What are the details of new PTX6 memory consistency model on Turing architecture and how can I compensate for its absence on Pre-Turing archs?

Recently watched a CPPCon Presentation on the following topic: CUDA on Turing Opens New GPU Compute Possibilities

Trie construction was shown as an example.
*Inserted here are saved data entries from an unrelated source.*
PR #284, opened 2023-11-09
reqs: handle the absence of disable_snapshot_annotations

wainersm:
The `disable_snapshot_annotations` should be set to `false` in the containerd's configuration.toml in order to make the remote snapshotter work. The reqs-deploy.sh currently handles only the case where the property is already present on the configuration file, i.e., it will switch from `true` to `false` only. However, on some nodes like in AWS EKS and Azure AKS, `disable_snapshot_annotations` simply doesn't exist so the current `sed` takes no effect (and the current containerd's behavior is to disable annotations).

This changed the handler so that on the absence of `disable_snapshot_annotations`, it is appended to the `[plugins."io.containerd.grpc.v1.cri".containerd]` section.

Fix for **issue 2** in https://github.com/kata-containers/kata-containers/issues/8407


wainersm:
I'm marking this as do-not-merge because I still need to handle the uninstall case, i.e., we need to somehow mark that the line was added then remove it.

I was thinking in literally put a commit on the line just above the `disable_snapshot_annotations` line. For example:

```
# disable_snapshot_annotations - GENERATED BY COCO OPERATOR
disable_snapshot_annotations = false
```

Then on uninstall it will know the line should be removed. Yes, ugly hack... any other ideas?

wainersm:
@fitzthum @fidencio @stevenhorsman it would be nice to have your review and hear ideas for the uninstall problem.

stevenhorsman:
> Yes, ugly hack... any other ideas?

I agree that's it's not great, but I can't think of anything better and I've definitely written worse hacks!

wainersm:
With the generated comment, it will append the property like this:

```
[plugins."io.containerd.grpc.v1.cri".containerd]
# disable_snapshot_annotations - DO NOT EDIT. GENERATED BY CoCo OPERATOR
disable_snapshot_annotations = false
  default_runtime_name = "runc"
  discard_unpacked_layers = true
```

On uninstall, delete both lines resulting in
```
[plugins."io.containerd.grpc.v1.cri".containerd]
  default_runtime_name = "runc"
  discard_unpacked_layers = true
```

Here is the diff:
```
diff --git a/install/pre-install-payload/scripts/reqs-deploy.sh b/install/pre-install-payload/scripts/reqs
-deploy.sh
index a76345a..5185f13 100755
--- a/install/pre-install-payload/scripts/reqs-deploy.sh
+++ b/install/pre-install-payload/scripts/reqs-deploy.sh
@@ -12,6 +12,8 @@ INSTALL_NYDUS_SNAPSHOTTER=${INSTALL_NYDUS_SNAPSHOTTER:-true}
 containerd_config="/etc/containerd/config.toml"
 artifacts_dir="/opt/confidential-containers-pre-install-artifacts"
 
+readonly snapshot_annotations_marker="disable_snapshot_annotations - DO NOT EDIT. GENERATED BY CoCo OPERA
TOR"
+
 die() {
        msg="$*"
        echo "ERROR: $msg" >&2
@@ -192,7 +194,7 @@ EOF
        else
                # In case the property does not exist, let's append it to the
                # [plugins."io.containerd.grpc.v1.cri".containerd] section.
-               sed -i '/\[plugins\..*\.containerd\]/adisable_snapshot_annotations = false' \
+               sed -i '/\[plugins\..*\.containerd\]/a'"# ${snapshot_annotations_marker}"'\ndisable_snapsh
ot_annotations = false' \
                        "${containerd_config}"
        fi
 
@@ -211,7 +213,14 @@ function remove_nydus_snapshotter_from_containerd() {
        sed -i -e "s|\"${containerd_imports_path}/nydus-snapshotter.toml\"||g" ${containerd_config}
        sed -i -e "s|, ]|]|g" ${containerd_config}
 
-       sed -i -e "s|disable_snapshot_annotations = false|disable_snapshot_annotations = true|" ${containe
rd_config}
+       if grep -q "${snapshot_annotations_marker}" "${containerd_config}"; then
+               sed -i '/'"${snapshot_annotations_marker}"'/d' \
+                       "${containerd_config}"
+               sed -i '/disable_snapshot_annotations = false/d' \
+                       "${containerd_config}"
+       else
+               sed -i -e "s|disable_snapshot_annotations = false|disable_snapshot_annotations = true|" ${
containerd_config}
+       fi
 }
 
 label_node() {
```

wainersm:
@mkulke you can test this PR (including the logic to uninstall nydus) with `quay.io/wainersm/reqs-payload:latest`

That image was built as:
```
$ cd install/pre-install-payload
$ make registry=quay.io/wainersm/reqs-payload reqs-image
```

install/pre-install-payload/scripts/reqs-deploy.sh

However, the proposed code would only work on Volta, Xavier, or Turing GPUs, due to Independent Thread Scheduling and the PTX6 memory consistency model. (GitHub link - GitHub - ogiroux/freestanding)

I have two questions:

  1. What exactly is the purpose of all memory order clarifications in the code:
       if(n->next[index].ptr.load(simt::memory_order_acquire) == nullptr) {
		        n->next[index].ptr.wait(nullptr, simt::std::memory_order_acquire);
            else {
                auto next = bump.fetch_add(1, simt::std::memory_order_relaxed);
                n->next[index].ptr.store(next, simt::std::memory_order_release);
  1. I tried to implement my own trie construction on the GPU using atomic CUDA intrinsics, to use on pre-Turing architectures.
        int old = atomicCAS(&n->next[charIndex].set, 0, 1);

        if (old != 0)
            while (n->next[charIndex].ptr == nullptr);
            int oldBumpIndex = atomicAdd(bumpIndex, 1);
            n->next[charIndex].ptr = *bump + oldBumpIndex;
        n = n->next[charIndex].ptr;

Instead of an atomic_flag I introduced a new member (set) to the trie structure and use it to allow only one thread create a new trie node.
The code works, but sort of slow (slower than multithreaded CPU version, probably due to high thread divergence).
What are possible problems with this implementation (especially in the warp context, e.g. - all warps execute the same instruction – meaning whole warp will go spinlocking if at least one of its threads does?) and I don’t really see why I would need memory orderings here (regarding the first question).